-- YOUR ASSIGNMENT --
Word for word, set down the entries that follow.

-- PROVIDED DATA --
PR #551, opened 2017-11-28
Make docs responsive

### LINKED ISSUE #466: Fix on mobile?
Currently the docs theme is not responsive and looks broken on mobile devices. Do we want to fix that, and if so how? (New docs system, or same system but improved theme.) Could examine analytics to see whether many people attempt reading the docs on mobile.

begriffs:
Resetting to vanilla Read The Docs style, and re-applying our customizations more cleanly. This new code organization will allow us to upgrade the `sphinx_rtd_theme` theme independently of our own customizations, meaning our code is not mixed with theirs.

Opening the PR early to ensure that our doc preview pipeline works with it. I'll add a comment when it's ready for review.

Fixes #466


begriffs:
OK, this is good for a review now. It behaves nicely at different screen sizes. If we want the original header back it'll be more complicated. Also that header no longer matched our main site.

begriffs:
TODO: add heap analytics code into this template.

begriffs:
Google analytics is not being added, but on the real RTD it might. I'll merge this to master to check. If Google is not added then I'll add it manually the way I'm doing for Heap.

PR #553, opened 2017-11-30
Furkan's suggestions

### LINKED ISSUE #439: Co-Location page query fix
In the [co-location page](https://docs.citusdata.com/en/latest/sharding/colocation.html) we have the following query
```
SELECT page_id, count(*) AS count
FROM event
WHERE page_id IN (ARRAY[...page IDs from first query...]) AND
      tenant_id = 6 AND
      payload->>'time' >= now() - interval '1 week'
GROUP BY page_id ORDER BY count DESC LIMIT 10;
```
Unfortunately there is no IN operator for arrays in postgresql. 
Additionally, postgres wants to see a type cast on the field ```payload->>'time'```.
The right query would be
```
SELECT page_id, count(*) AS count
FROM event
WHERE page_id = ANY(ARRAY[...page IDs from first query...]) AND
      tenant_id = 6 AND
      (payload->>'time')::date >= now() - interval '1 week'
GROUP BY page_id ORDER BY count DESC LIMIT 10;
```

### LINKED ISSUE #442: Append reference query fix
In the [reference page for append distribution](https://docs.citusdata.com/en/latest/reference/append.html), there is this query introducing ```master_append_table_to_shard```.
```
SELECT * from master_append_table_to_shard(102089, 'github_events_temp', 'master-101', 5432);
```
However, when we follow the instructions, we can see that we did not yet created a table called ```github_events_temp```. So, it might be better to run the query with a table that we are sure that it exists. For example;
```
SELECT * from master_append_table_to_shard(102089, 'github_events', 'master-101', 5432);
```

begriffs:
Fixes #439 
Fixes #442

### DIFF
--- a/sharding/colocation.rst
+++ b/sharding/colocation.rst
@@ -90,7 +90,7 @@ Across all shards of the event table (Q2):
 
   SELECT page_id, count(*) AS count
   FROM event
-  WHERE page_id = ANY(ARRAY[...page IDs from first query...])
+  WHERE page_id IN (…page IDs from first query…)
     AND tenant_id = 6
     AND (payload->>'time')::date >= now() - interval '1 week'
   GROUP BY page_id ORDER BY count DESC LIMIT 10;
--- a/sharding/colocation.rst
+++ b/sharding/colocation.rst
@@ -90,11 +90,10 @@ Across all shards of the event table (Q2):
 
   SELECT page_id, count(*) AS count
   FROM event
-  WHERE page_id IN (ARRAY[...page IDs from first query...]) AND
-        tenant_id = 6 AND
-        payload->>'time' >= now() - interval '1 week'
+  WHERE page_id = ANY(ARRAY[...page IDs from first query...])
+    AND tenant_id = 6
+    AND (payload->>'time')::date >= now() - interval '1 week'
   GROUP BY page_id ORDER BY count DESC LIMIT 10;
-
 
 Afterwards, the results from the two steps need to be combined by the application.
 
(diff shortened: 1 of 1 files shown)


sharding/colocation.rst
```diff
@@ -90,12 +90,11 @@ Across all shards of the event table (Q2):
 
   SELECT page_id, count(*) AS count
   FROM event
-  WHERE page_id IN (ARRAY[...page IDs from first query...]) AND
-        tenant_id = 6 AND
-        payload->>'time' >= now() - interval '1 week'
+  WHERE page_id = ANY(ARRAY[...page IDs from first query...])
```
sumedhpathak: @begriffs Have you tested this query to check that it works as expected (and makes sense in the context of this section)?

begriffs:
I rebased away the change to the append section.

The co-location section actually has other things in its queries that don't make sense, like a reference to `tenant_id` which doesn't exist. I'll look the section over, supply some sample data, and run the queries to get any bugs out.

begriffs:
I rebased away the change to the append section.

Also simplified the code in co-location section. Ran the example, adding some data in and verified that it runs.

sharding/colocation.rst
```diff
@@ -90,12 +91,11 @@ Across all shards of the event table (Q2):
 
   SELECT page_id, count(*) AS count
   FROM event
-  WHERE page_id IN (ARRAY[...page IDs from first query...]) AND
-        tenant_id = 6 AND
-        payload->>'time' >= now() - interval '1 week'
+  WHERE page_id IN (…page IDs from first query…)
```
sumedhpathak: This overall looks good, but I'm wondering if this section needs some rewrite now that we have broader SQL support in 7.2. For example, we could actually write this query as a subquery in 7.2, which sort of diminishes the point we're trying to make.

-- YOUR SOLUTION --
PR #551, opened 2017-11-28
Make docs responsive

### LINKED ISSUE #466: Fix on mobile?
Currently the docs theme is not responsive and looks broken on mobile devices. Do we want to fix that, and if so how? (New docs system, or same system but improved theme.) Could examine analytics to see whether many people attempt reading the docs on mobile.

begriffs:
Resetting to vanilla Read The Docs style, and re-applying our customizations more cleanly. This new code organization will allow us to upgrade the `sphinx_rtd_theme` theme independently of our own customizations, meaning our code is not mixed with theirs.

Opening the PR early to ensure that our doc preview pipeline works with it. I'll add a comment when it's ready for review.

Fixes #466


begriffs:
OK, this is good for a review now. It behaves nicely at different screen sizes. If we want the original header back it'll be more complicated. Also that header no longer matched our main site.

begriffs:
TODO: add heap analytics code into this template.

begriffs:
Google analytics is not being added, but on the real RTD it might. I'll merge this to master to check. If Google is not added then I'll add it manually the way I'm doing for Heap.

PR #553, opened 2017-11-30
Furkan's suggestions

### LINKED ISSUE #439: Co-Location page query fix
In the [co-location page](https://docs.citusdata.com/en/latest/sharding/colocation.html) we have the following query
```
SELECT page_id, count(*) AS count
FROM event
WHERE page_id IN (ARRAY[...page IDs from first query...]) AND
      tenant_id = 6 AND
      payload->>'time' >= now() - interval '1 week'
GROUP BY page_id ORDER BY count DESC LIMIT 10;
```
Unfortunately there is no IN operator for arrays in postgresql. 
Additionally, postgres wants to see a type cast on the field ```payload->>'time'```.
The right query would be
```
SELECT page_id, count(*) AS count
FROM event
WHERE page_id = ANY(ARRAY[...page IDs from first query...]) AND
      tenant_id = 6 AND
      (payload->>'time')::date >= now() - interval '1 week'
GROUP BY page_id ORDER BY count DESC LIMIT 10;
```

### LINKED ISSUE #442: Append reference query fix
In the [reference page for append distribution](https://docs.citusdata.com/en/latest/reference/append.html), there is this query introducing ```master_append_table_to_shard```.
```
SELECT * from master_append_table_to_shard(102089, 'github_events_temp', 'master-101', 5432);
```
However, when we follow the instructions, we can see that we did not yet created a table called ```github_events_temp```. So, it might be better to run the query with a table that we are sure that it exists. For example;
```
SELECT * from master_append_table_to_shard(102089, 'github_events', 'master-101', 5432);
```

begriffs:
Fixes #439 
Fixes #442

### DIFF
--- a/sharding/colocation.rst
+++ b/sharding/colocation.rst
@@ -90,7 +90,7 @@ Across all shards of the event table (Q2):
 
   SELECT page_id, count(*) AS count
   FROM event
-  WHERE page_id = ANY(ARRAY[...page IDs from first query...])
+  WHERE page_id IN (…page IDs from first query…)
     AND tenant_id = 6
     AND (payload->>'time')::date >= now() - interval '1 week'
   GROUP BY page_id ORDER BY count DESC LIMIT 10;
--- a/sharding/colocation.rst
+++ b/sharding/colocation.rst
@@ -90,11 +90,10 @@ Across all shards of the event table (Q2):
 
   SELECT page_id, count(*) AS count
   FROM event
-  WHERE page_id IN (ARRAY[...page IDs from first query...]) AND
-        tenant_id = 6 AND
-        payload->>'time' >= now() - interval '1 week'
+  WHERE page_id = ANY(ARRAY[...page IDs from first query...])
+    AND tenant_id = 6
+    AND (payload->>'time')::date >= now() - interval '1 week'
   GROUP BY page_id ORDER BY count DESC LIMIT 10;
-
 
 Afterwards, the results from the two steps need to be combined by the application.
 
(diff shortened: 1 of 1 files shown)


sharding/colocation.rst
```diff
@@ -90,12 +90,11 @@ Across all shards of the event table (Q2):
 
   SELECT page_id, count(*) AS count
   FROM event
-  WHERE page_id IN (ARRAY[...page IDs from first query...]) AND
-        tenant_id = 6 AND
-        payload->>'time' >= now() - interval '1 week'
+  WHERE page_id = ANY(ARRAY[...page IDs from first query...])
```
sumedhpathak: @begriffs Have you tested this query to check that it works as expected (and makes sense in the context of this section)?

begriffs:
I rebased away the change to the append section.

The co-location section actually has other things in its queries that don't make sense, like a reference to `tenant_id` which doesn't exist. I'll look the section over, supply some sample data, and run the queries to get any bugs out.

begriffs:
I rebased away the change to the append section.

Also simplified the code in co-location section. Ran the example, adding some data in and verified that it runs.

sharding/colocation.rst
```diff
@@ -90,12 +91,11 @@ Across all shards of the event table (Q2):
 
   SELECT page_id, count(*) AS count
   FROM event
-  WHERE page_id IN (ARRAY[...page IDs from first query...]) AND
-        tenant_id = 6 AND
-        payload->>'time' >= now() - interval '1 week'
+  WHERE page_id IN (…page IDs from first query…)
```
sumedhpathak: This overall looks good, but I'm wondering if this section needs some rewrite now that we have broader SQL support in 7.2. For example, we could actually write this query as a subquery in 7.2, which sort of diminishes the point we're trying to make.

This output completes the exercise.